Protic inorganic nonaqueous solvents

Prominent members include ammonia, hydrogen fluoride, sulfuric acid, hydrogen cyanide. Ammonia (and several amines as well) are useful for the generating solutions of highly reducing species because the N-H bond resists reduction. The chemistry of electrides and alkalides relies on amine solvents.

The combination of HF and SbF₅ is the basis of a superacid solution. Using this mixture, the conjugate acid of hydrogen sulfide can be isolated:^[2]

H₂S + HF + SbF₅ → [H₃S]SbF₆

Autoionization

The limiting acid in a given solvent is the solvonium ion, such as H₃O⁺ (hydronium) ion in water. An acid which has more of a tendency to donate a hydrogen ion than the limiting acid will be a strong acid in the solvent considered, and will exist mostly or entirely in its dissociated form. Likewise, the limiting base in a given solvent is the solvate ion, such as OH^- (hydroxide) ion, in water. A base which has more affinity for protons than the limiting base cannot exist in solution, as it will react with the solvent.

For example, the limiting acid in liquid ammonia is the ammonium ion, NH₄⁺ which has a pK_a value in water of 9.25. The limiting base is the amide ion, NH₂^-. NH₂⁻ is a stronger base than the hydroxide ion and so cannot exist in aqueous solution. The pK_a value of ammonia is estimated to be approximately 34 (c.f. water, 14^[3]^[4]).

Aprotic inorganic nonaqueous solvents

Prominent members include sulfur dioxide, sulfuryl chloride fluoride, dinitrogen tetroxide, antimony trichloride, and bromine trifluoride. These solvents have proven useful for study highly electrophilic or highly oxidizing compounds or ions. Several (SO₂, SO₂ClF, N₂O₄) are gases near room temperature, so they are handled using vacuum-line techniques.

The generation of [IS₇]⁺ and [BrS₇]⁺ are illustrative. These highly electrophilic salts are prepared in SO₂ solution.^[5] The preparation of [SBr₃]⁺ salts also calls for a mixed solvent composed of SO₂ and SO₂FCl.^[6] Sulfuryl chloride fluoride is often used for the synthesis of noble gas compounds.^[7]

Autoionization

Many inorganic solvents participate in autoionization reactions. In the solvent system definition of acids and bases, autoionization of solvents affords the equivalent to acids and bases.
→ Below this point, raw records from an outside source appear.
PR #2755, opened 2018-12-04
Keys backup

bmarty:
Little PR to handle changes introduced in https://github.com/matrix-org/matrix-android-sdk/pull/401


vector/src/main/java/im/vector/fragments/VectorSettingsPreferencesFragment.kt
```diff
@@ -2677,9 +2678,22 @@ class VectorSettingsPreferencesFragment : PreferenceFragment(), SharedPreference
 
                 displayLoadingView()
 
-                mSession.crypto?.importRoomKeys(data, password, object : ApiCallback<Void> {
-                    override fun onSuccess(info: Void?) {
+                mSession.crypto?.importRoomKeys(data, password, object : ApiCallback<ImportRoomKeysResult> {
+                    override fun onSuccess(info: ImportRoomKeysResult?) {
+                        if (!isAdded) {
```
ganfra: Maybe test info!=null here too

bmarty: It should not be null and it is tested after (we want the loading wheel to be hidden in a ll cases)

PR #2765, opened 2018-12-12
Fix crash due to realm introduced in MatrixSDK

bmarty:

### DIFF
--- a/vector/src/main/java/im/vector/VectorApp.java
+++ b/vector/src/main/java/im/vector/VectorApp.java
@@ -179,12 +179,6 @@ public class VectorApp extends MultiDexApplication {
     };
 
     @Override
-    protected void attachBaseContext(Context base) {
-        super.attachBaseContext(base);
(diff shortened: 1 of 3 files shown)


vector/src/main/java/im/vector/VectorApp.java
```diff
@@ -193,6 +188,8 @@ public void onCreate() {
             Stetho.initializeWithDefaults(this);
         }
 
+        Realm.init(this);
```
ganfra: Why do we need that here ? It should be hidden, isn't it?

bmarty: yes, but why not? the init() will do think only once. And maybe we will use Realm in Riot for other usage... Do you prefer me to remove this call here?

ganfra: I don't want to see Realm in Riot if it's not used directly yeah...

Relevant autoionizations:

2BrF₃

{\ce {<=>>}}

BrF₂⁺ + BrF₄⁻

N₂O₄ ⇌ NO⁺ (nitrosonium) + NO₃⁻ (nitrate)

2SbCl₃ ⇌ SbCl₂⁺ + SbCl₄⁻

2POCl₃ ⇌ POCl₂⁺ + POCl₄⁻

According to the solvent-system definition, acids are the compounds that increase the concentration of the solvonium (positive) ions, and bases are the compounds that result in the increase of the solvate (negative) ions, where solvonium and solvate are the ions found in the pure solvent in equilibrium with its neutral molecules:

The solvent SO₂ is relatively uncomplicated^[how?], it does not autoionize.

References

^ Audrieth, Ludwig Frederick (1953). Non-aqueous Solvents; Applications as Media for Chemical Reactions. Wiley.
^ Greenwood, Norman N.; Earnshaw, Alan (1997). Chemistry of the Elements (2nd ed.). Butterworth-Heinemann. p. 682. ISBN 978-0-08-037941-8.
^ Meister, Erich C.; Willeke, Martin; Angst, Werner; Togni, Antonio; Walde, Peter (2014). "Confusing Quantitative Descriptions of Brønsted-Lowry Acid-Base Equilibria in Chemistry Textbooks – A Critical Review and Clarifications for Chemical Educators". Helvetica Chimica Acta. 97 (1): 1–31. doi:10.1002/hlca.201300321. ISSN 1522-2675.
^ Silverstein, Todd P.; Heller, Stephen T. (2017-06-13). "pKa Values in the Undergraduate Curriculum: What Is the Real pKa of Water?". Journal of Chemical Education. 94 (6): 690–695. Bibcode:2017JChEd..94..690S. doi:10.1021/acs.jchemed.6b00623. ISSN 0021-9584.
^ Murchie, M. P.; Passmore, J.; Wong, C.-M. (1990). "Iodine and Bromine Polysulfur Hexafluoroarsenate(V) and Hexafluoroantimonate(V)". Inorganic Syntheses. Inorganic Syntheses. Vol. 27. pp. 332–339. doi:10.1002/9780470132586.ch67. ISBN 9780470132586.
^ Murchie, Mike; Passmore, Jack (1986). "Tribromosulfur(IV) Hexafluoroarsenate(V)". Inorganic Syntheses. Inorganic Syntheses. Vol. 24. pp. 76–79. doi:10.1002/9780470132555.ch23. ISBN 9780470132555.
^ Koppe, Karsten; Bilir, Vural; Frohn, Hermann-J.; Mercier, Hélène P. A.; Schrobilgen, Gary J. (2007). "Syntheses, Solution Multi-NMR Characterization, and Reactivities of [C₆F₅Xe]+Salts of Weakly Coordinating Borate Anions, [BY₄]⁻ (Y = CF₃, C₆F₅, CN, or OTeF₅)". Inorganic Chemistry. 46 (22): 9425–9437. doi:10.1021/ic7010138. PMID 17902647.

External links

Media related to Inorganic solvents at Wikimedia Commons

[1] Audrieth, Ludwig Frederick (1953). Non-aqueous Solvents; Applications as Media for Chemical Reactions. Wiley.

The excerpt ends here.